Comment vivez-vous le fait de ne pas pouvoir sortir en plein air ?
Je suis plutôt hyper active et pas casanière, ce n’est pas facile. Je ne me plains pas car j’ai la chance d’avoir un jardin et une terrasse face au Mont-Blanc. Le risque zéro n’existe pas, on se doit alors de respecter les directives du gouvernement. C’est aussi notre rôle de montrer l’exemple.

Comment jugez-vous l’initiative de la FFC concernant le programme Rouler Chez Vous ?
C’est une superbe initiative ! La Fédération française de cyclisme (FFC) est très active sur les réseaux sociaux. Elle propose des programmes variés en fonction du niveau de chacun, avec des séances structurées pour réaliser du travail de qualité. Je ne suis pas une grande adepte du home-trainer mais avec des exercices bien définis, le temps passe plus vite.
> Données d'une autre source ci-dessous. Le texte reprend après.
PR #51685, opened 2026-07-22
fix: [cp2.6]avoid DataNode panic when a binlog is missing during sort compaction

bigsheeper:
Cherry-pick from master

pr: #51121
issue: #50927

## Summary

Cherry-picked from master PR #51121 (merged).

When sort compaction reads a segment whose binlog references an object missing in object storage, the DataNode panicked with a nil-pointer dereference (typed-nil `RecordReader` from a failed `newPackedRecordReader`, dereferenced by the deferred `Close()` in `sortSegment`) and entered CrashLoopBackOff. The fix only publishes the reader once `iterate()` succeeds, makes `Close` nil-receiver safe, and keeps surfacing the missing-object error so the sort task fails cleanly and retries.

## Backport adaptation

The master PR also added nil-receiver guards to `ffiPackedRecordReader` (Next/Close) and a matching test assertion. That type **does not exist on 2.6** (the FFI packed reader was never backported), so those parts are dropped. The core panic fix (`IterativeRecordReader.Next()`), the `packedRecordReader.Close` guard, and the `packedRecordReader` half of the test are preserved.

## Verification

- [x] Core fix + packedRecordReader guard applied
- [x] ffiPackedRecordReader parts dropped (type absent on 2.6); no dangling references
- [x] No conflict markers; gofmt clean

### DIFF
--- a/internal/storage/record_reader.go
+++ b/internal/storage/record_reader.go
@@ -37,10 +37,10 @@ func (pr *packedRecordReader) Next() (Record, error) {
 }
 
 func (pr *packedRecordReader) Close() error {
-	if pr.reader != nil {
-		return pr.reader.Close()
+	if pr == nil || pr.reader == nil {
+		return nil
 	}
-	return nil
+	return pr.reader.Close()
 }
 
 func newPackedRecordReader(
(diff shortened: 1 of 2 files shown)


czs007 (approved):
/lgtm

PR #51692, opened 2026-07-22
fix: keep BM25/MinHash searchable after add_function_field with stale segment index meta

MrPresent-Han:
issue: #51366

## Problem

A field added by `add_function_field` (a BM25 or MinHash function output field) can stay unsearchable: the search keeps failing with `field index meta not found for field N` (an `AssertInfo` in `IndexMeta.cpp`) even though `describe_index` reports the index `Finished`, until the collection is released and loaded again.

Root cause: a segment captures its index meta at construction time — the per-segment `ChunkedSegmentSealedImpl::col_index_meta_`, and the growing `IndexingRecord::index_meta_`. A schema-only reopen refreshes the schema but not this snapshot, so a field added by `add_function_field` is missing from it. On segments without a built sparse index (sealed segments below the index-build threshold, and growing segments), BM25/MinHash brute force fetched the field's index params via `GetFieldIndexMeta`, which asserts on the missing field.

## Fix

- Guard the brute-force index-param fetch at both `vector_search` entry points — `ChunkedSegmentSealedImpl::vector_search` and `SegmentGrowingImpl::vector_search` (via `SearchOnGrowing`) — with `HasField`, so a field missing from the stale snapshot no longer trips the assert.
- Deliver BM25 `k1`/`b` through the search plan: the delegator reads them from the up-to-date collection-level index meta (`GetBM25Params`) and injects them into the search params alongside `avgdl`, so brute force sources them from the plan instead of the stale per-segment meta. `PrepareBFSearchParams` now reads `k1`/`b` tolerantly, keeping the plan-delivered values when the per-segment meta lacks the field. When the collection-level index meta already carries the field, the real (possibly user-customized) `k1`/`b` are passed down.
- MinHash falls back to knowhere defaults for the brief window before the segment is reloaded.

The interim-index build paths on both sides already guard with `HasField`, so a missing field is skipped there and the search falls through to the fixed brute-force path.

### DIFF
--- a/internal/core/src/common/QueryInfo.h
+++ b/internal/core/src/common/QueryInfo.h
@@ -17,6 +17,7 @@
 #pragma once
 
 #include <memory>
+#include <optional>
 
 #include "ArrayOffsets.h"
 #include "common/Tracer.h"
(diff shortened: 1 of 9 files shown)


liliu-z (commented):
/lgtm
/approve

Cela permet même de se donner des objectifs à atteindre.

>« J’ai besoin de mettre en place une routine afin de conserver une certaine hygiène de vie. »

Quel est votre programme durant cette période de confinement ?
Il est difficile de parler de programme car on ne peut rien prévoir à l’heure actuelle. Grâce à l’équipe, nous pouvons bénéficier d’un abonnement à Zwift pour rendre plus ludique les séances sur home-trainer. Personnellement, j’en profite pour travailler en renforcement afin de corriger mes petits déséquilibres musculaires entre chaque jambes. Sinon, nous restons sans cesse en contact entre coureurs et avec le staff. C’est quelque chose d’important en ce moment.
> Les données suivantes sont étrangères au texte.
PR #2220, opened 2015-06-08
Namechange to Cuberite

SafwatHalaby:
Do not merge yet. I changed the occurrences of MCServer to Cuberite using a regex. It caught a low amount of occurrences, so please double-check my regex. Also, since this is an automatic change, all changed lines should be manually inspected.
The new code compiles and runs fine.
Here are the used bash commands:

```
#Directory is MCServer/src
find . -type f | grep .cpp | while read line; do perl -pe 's/(mc ?server)/Cuberite/gi' -i $line; done
find . -type f | grep .h | while read line; do perl -pe 's/(mc ?server)/Cuberite/gi' -i $line; done
```

~~Edit: Now I also executed the same command, but with this regex:
`s/(mc\-server)/Cuberite/gi`~~ Edit2: This was reverted.

### DIFF
--- a/src/Bindings/PluginLua.h
+++ b/src/Bindings/PluginLua.h
@@ -14,8 +14,8 @@
 #include "LuaState.h"
 
 // Names for the global variables through which the plugin is identified in its LuaState
-#define LUA_PLUGIN_NAME_VAR_NAME     "_MCServerInternal_PluginName"
-#define LUA_PLUGIN_INSTANCE_VAR_NAME "_MCServerInternal_PluginInstance"
+#define LUA_PLUGIN_NAME_VAR_NAME     "_CuberiteInternal_PluginName"
+#define LUA_PLUGIN_INSTANCE_VAR_NAME "_CuberiteInternal_PluginInstance"
 
 
 
--- a/src/ChunkDef.h
+++ b/src/ChunkDef.h
@@ -67,8 +67,8 @@ public:
 	/// The type used for any heightmap operations and storage; idx = x + Width * z; Height points to the highest non-air block in the column
 	typedef HEIGHTTYPE HeightMap[Width * Width];
 
-	/** The type used for any biomemap operations and storage inside MCServer,
-	using MCServer biomes (need not correspond to client representation!)
+	/** The type used for any biomemap operations and storage inside Cuberite,
+	using Cuberite biomes (need not correspond to client representation!)
 	idx = x + Width * z  // Need to verify this with the protocol spec, currently unknown!
 	*/
 	typedef EMCSBiome BiomeMap[Width * Width];
--- a/src/Protocol/Authenticator.cpp
+++ b/src/Protocol/Authenticator.cpp
@@ -149,7 +149,7 @@ bool cAuthenticator::AuthWithYggdrasil(AString & a_UserName, const AString & a_S
 	AString Request;
 	Request += "GET " + ActualAddress + " HTTP/1.0\r\n";
 	Request += "Host: " + m_Server + "\r\n";
-	Request += "User-Agent: MCServer\r\n";
+	Request += "User-Agent: Cuberite\r\n";
 	Request += "Connection: close\r\n";
 	Request += "\r\n";
 
@@ -223,7 +223,7 @@ bool cAuthenticator::GetPlayerProperties(const AString & a_UUID, Json::Value & a
 	AString Request;
 	Request += "GET " + ActualAddress + " HTTP/1.0\r\n";
 	Request += "Host: " + m_Server + "\r\n";
-	Request += "User-Agent: MCServer\r\n";
+	Request += "User-Agent: Cuberite\r\n";
 	Request += "Connection: close\r\n";
 	Request += "\r\n";
 
--- a/src/Server.cpp
+++ b/src/Server.cpp
@@ -187,7 +187,7 @@ void cServer::PlayerDestroying(const cPlayer * a_Player)
 
 bool cServer::InitServer(cSettingsRepositoryInterface & a_Settings, bool a_ShouldAuth)
 {
-	m_Description = a_Settings.GetValueSet("Server", "Description", "MCServer - in C++!");
+	m_Description = a_Settings.GetValueSet("Server", "Description", "Cuberite - in C++!");
 	m_MaxPlayers  = a_Settings.GetValueSetI("Server", "MaxPlayers", 100);
 	m_bIsHardcore = a_Settings.GetValueSetB("Server", "HardcoreEnabled", false);
 	m_bAllowMultiLogin = a_Settings.GetValueSetB("Server", "AllowMultiLogin", false);
--- a/src/WorldStorage/WSSAnvil.cpp
+++ b/src/WorldStorage/WSSAnvil.cpp
@@ -898,7 +898,7 @@ cBlockEntity * cWSSAnvil::LoadChestFromNBT(const cParsedNBT & a_NBT, int a_TagId
 	// Check if the data has a proper type:
 	// TODO: Does vanilla use "TrappedChest" or not? MCWiki says no, but previous code says yes
 	// Ref.: http://minecraft.gamepedia.com/Trapped_Chest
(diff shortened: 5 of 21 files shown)


src/ChunkDef.h
```diff
@@ -67,8 +67,8 @@ class cChunkDef
 	/// The type used for any heightmap operations and storage; idx = x + Width * z; Height points to the highest non-air block in the column
 	typedef HEIGHTTYPE HeightMap[Width * Width];
 
-	/** The type used for any biomemap operations and storage inside MCServer,
-	using MCServer biomes (need not correspond to client representation!)
+	/** The type used for any biomemap operations and storage inside Cuberite,
+	using Cuberite biomes (need not correspond to client representation!)
```
SafwatHalaby: Cuberite biomes. Is this ok?

src/Server.cpp
```diff
@@ -187,7 +187,7 @@ void cServer::PlayerDestroying(const cPlayer * a_Player)
 
 bool cServer::InitServer(cSettingsRepositoryInterface & a_Settings, bool a_ShouldAuth)
 {
-	m_Description = a_Settings.GetValueSet("Server", "Description", "MCServer - in C++!");
+	m_Description = a_Settings.GetValueSet("Server", "Description", "Cuberite - in C++!");
```
SafwatHalaby: Perhaps `Cuberite - MC in C++`?

src/WorldStorage/WSSAnvil.cpp
```diff
@@ -898,7 +898,7 @@ cBlockEntity * cWSSAnvil::LoadChestFromNBT(const cParsedNBT & a_NBT, int a_TagId
 	// Check if the data has a proper type:
 	// TODO: Does vanilla use "TrappedChest" or not? MCWiki says no, but previous code says yes
 	// Ref.: http://minecraft.gamepedia.com/Trapped_Chest
-	//       https://github.com/mc-server/MCServer/blob/d0551e2e0a98a28f31a88d489d17b408e4a7d38d/src/WorldStorage/WSSAnvil.cpp#L637
+	//       https://github.com/mc-server/Cuberite/blob/d0551e2e0a98a28f31a88d489d17b408e4a7d38d/src/WorldStorage/WSSAnvil.cpp#L637
```
SafwatHalaby: Will need changing once the organization is moved.

SafwatHalaby:
Executed `s/(mc\-server)/Cuberite/gi`

Does any of this break LUA stuff?

src/Chunk.cpp
```diff
@@ -828,7 +828,7 @@ void cChunk::CheckBlocks()
 void cChunk::TickBlocks(void)
 {
 	// Tick dem blocks
-	// _X: We must limit the random number or else we get a nasty int overflow bug - http://forum.mc-server.org/showthread.php?tid=457
+	// _X: We must limit the random number or else we get a nasty int overflow bug - http://forum.Cuberite.org/showthread.php?tid=457
```
SafwatHalaby: Bad link.

src/ChunkMap.cpp
```diff
@@ -3130,7 +3130,7 @@ void cChunkMap::cChunkLayer::UnloadUnusedChunks(void)
 		{
 			// The cChunk destructor calls our GetChunk() while removing its entities
 			// so we still need to be able to return the chunk. Therefore we first delete, then nullptrify
-			// Doing otherwise results in bug http://forum.mc-server.org/showthread.php?tid=355
+			// Doing otherwise results in bug http://forum.Cuberite.org/showthread.php?tid=355
```
SafwatHalaby: Bad link.

src/ClientHandle.cpp
```diff
@@ -1369,7 +1369,7 @@ void cClientHandle::HandleRightClick(int a_BlockX, int a_BlockY, int a_BlockZ, e
 	{
 		// Only compare ItemType, not meta (torches have different metas)
 		// The -1 check is there because sometimes the client sends -1 instead of the held item
-		// Ref.: http://forum.mc-server.org/showthread.php?tid=549&pid=4502#pid4502
+		// Ref.: http://forum.Cuberite.org/showthread.php?tid=549&pid=4502#pid4502
```
SafwatHalaby: Bad link.

SafwatHalaby:
Removing all my comments and re-commenting on the diff.

SafwatHalaby:
Added the wrong type of comments again. Ah well.

I've reverted `s/(mc\-server)/Cuberite/gi` because all it did was break mc-server.org links.

SafwatHalaby:
Just realized `-i` accepts multiple files, my bash was overkill.

src/Protocol/Authenticator.cpp
```diff
@@ -223,7 +223,7 @@ bool cAuthenticator::GetPlayerProperties(const AString & a_UUID, Json::Value & a
 	AString Request;
 	Request += "GET " + ActualAddress + " HTTP/1.0\r\n";
 	Request += "Host: " + m_Server + "\r\n";
-	Request += "User-Agent: MCServer\r\n";
+	Request += "User-Agent: Cuberite\r\n";
```
bearbin: @worktycho Said that we should use something like

    Cuberite (MCServer)

here. I'm not quite sure of the reason behind it though.

src/WorldStorage/WSSAnvil.cpp
bearbin: It should also be a lower case "c" for the repo name.

bearbin:
Looks good apart from the places that you commented.

SafwatHalaby:
Do you think my regex caught em all?

src/Bindings/PluginLua.h
```diff
@@ -14,8 +14,8 @@
 #include "LuaState.h"
 
 // Names for the global variables through which the plugin is identified in its LuaState
-#define LUA_PLUGIN_NAME_VAR_NAME     "_MCServerInternal_PluginName"
-#define LUA_PLUGIN_INSTANCE_VAR_NAME "_MCServerInternal_PluginInstance"
+#define LUA_PLUGIN_NAME_VAR_NAME     "_CuberiteInternal_PluginName"
```
SafwatHalaby: I have no clue abot Lua. Will this break anything?

NiLSPACE: No idea what plugin is using this, but yes it could break some things.

src/Protocol/Authenticator.cpp
worktycho: General convention is that when changing name you keep the old name in you're user agent so that anything that matched the old useragent continues to match.

madmaxoft: Shouldn't it be `MCServer (Cuberite)` then?

src/Bindings/PluginLua.h
madmaxoft: No, it won't break things. Plugins are NOT supposed to access this, it is only used internally by MCS to identify the `cPluginLua` instance from within the `cLuaState`

src/Protocol/Authenticator.cpp
worktycho: I'm not sure.

SafwatHalaby: Regardless of the old name, it's wise to give the server an idea of what you are.

SafwatHalaby: We're still young. I don't think that changing to pure `Cuberite` at this point will break anyone's things.

bearbin: I agree - `Cubeite (MCServer)` or just `Cuberite` would be the right option here.

src/Bindings/PluginLua.h
NiLSPACE: It is in the [Global](http://mc-server.xoft.cz/LuaAPI/Globals.html) documentation, so I guess it is exported.

madmaxoft: Then we have to remove it from documentation, this is really something a plugin should never touch.

SafwatHalaby:
I'll treat the comments and merge it this weekend.

SphinxC0re:
any updates on this one?

madmaxoft:
Closing, I rebased the changes and pushed them as #2490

Quel est votre journée type ?
Me concernant, j’ai besoin de mettre en place une routine afin de conserver une certaine hygiène de vie. Pas de réveil car je ne suis pas une très grande dormeuse, petit-déjeuner et c’est parti. Une, deux ou trois séances de sport réparties dans la journée avec du home-trainer et du renforcement musculaire. Je consacre également une partie de la journée à mes études avec des cours en visioconférence. Je m’occupe aussi avec des projets personnels, des jeux de cartes en famille, des films… Puis en soirée, une petite séance de stretching avec de la relaxation, ce qui me permet de se concentrer sur soi-même.

Dans cette période de confinement, quels conseils pourriez-vous donner à tous les amateurs de cyclisme afin de pratiquer une activité physique ?
Home-trainer, PPG, stretching, yoga, méditation. En étant un peu créatif, il est possible de faire des séances variées et ludiques en renforcement musculaire, même sans matériel. Il est utile de travailler cet aspect, parfois négligé, qui joue une grande différence, une fois sur le vélo. Le home-trainer est un super outil mais il faut tout de même faire attention. Il ne faut pas abuser sur la durée et sur l’intensité car le corps peut ne pas très bien réagir. Du coup, n’oubliez pas de vous hydrater correctement avant, pendant et après l’effort car on perd beaucoup d’eau et de sels minéraux.

Maëlle Grossetête en plein entraînement durant cette période de confinement (Crédit photo : Maëlle Grossetête)

>« Il est impossible d’avoir une date de reprise pour le moment. »

Comment voyez-vous les prochaines semaines ?
Ce sera long ! Il faudra être patient ! En tant que sportif, on aime avoir un but, savoir pourquoi on s’entraîne.C’est ce qui nous tire vers le haut chaque matin. Là, nous sommes dans le flou complet mais le cyclisme passe au second plan. Ce n’est rien par rapport à cette crise sanitaire. Il faut rester unis et appliquer les consignes pour pouvoir revivre tous ses bons moments sur le vélo.

Espérez-vous retrouver le chemin de la compétition assez rapidement. Comment allez-vous l’appréhender après autant de semaines sans avoir roulé ?
Il est impossible d’avoir une date de reprise pour le moment. Bien sûr, j’aimerais que ce soit le plus tôt possible car les courses sont notre essence ou la récompense du travail bien fait à l’entraînement. Quand on parlera de date de reprise, ce sera signe que la situation sanitaire s’est améliorée et stabilisée. Ce sera une grande victoire pour tout le monde. À partir de là, on pourra se projeter, se focaliser sur de nouveaux objectifs, avec un plan d’entraînement mieux défini… Pour le moment, on va entretenir une pseudo-forme.